Beginning at the line with "### LINKED ISSUE", output each line to the end of the listing below exactly, please.

........

PR #4872, opened 2025-08-28
Add support for ActiveRecord async queries

### LINKED ISSUE #3465: Active record async queries are considered separate traces

marcotc:
Fixes #3465 

Async query execution, introduced in [Rails 7.0.0](https://github.com/rails/rails/releases/tag/v7.0.0#:~:text=ActiveRecord%3A%3ARelation%23load_async) and expanded in [Rails 7.1.0](https://guides.rubyonrails.org/7_1_release_notes.html#active-record-api-for-general-async-queries), now correctly parents the async spans to the context where the query resolution happens.
This context is the place where the results from the async query were consumed. For example: `async_relation = Model.load_async` schedules the async query, but the query span is only attached to the active trace at `relation.load` time). This only affects parenting, as the execution time of the async span is always accurate.

The active trace, started in a thread, will now see spans from a background async thread attached to it.

**Change log entry**
Yes. Add support for ActiveRecord async queries

**Additional Notes:**

**How to test the change?**


ivoanjo:
Hey, is this one still relevant?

........

** Reply to the exercise **
### LINKED ISSUE #3465: Active record async queries are considered separate traces

marcotc:
Fixes #3465 

Async query execution, introduced in [Rails 7.0.0](https://github.com/rails/rails/releases/tag/v7.0.0#:~:text=ActiveRecord%3A%3ARelation%23load_async) and expanded in [Rails 7.1.0](https://guides.rubyonrails.org/7_1_release_notes.html#active-record-api-for-general-async-queries), now correctly parents the async spans to the context where the query resolution happens.
This context is the place where the results from the async query were consumed. For example: `async_relation = Model.load_async` schedules the async query, but the query span is only attached to the active trace at `relation.load` time). This only affects parenting, as the execution time of the async span is always accurate.

The active trace, started in a thread, will now see spans from a background async thread attached to it.

**Change log entry**
Yes. Add support for ActiveRecord async queries

**Additional Notes:**

**How to test the change?**


ivoanjo:
Hey, is this one still relevant?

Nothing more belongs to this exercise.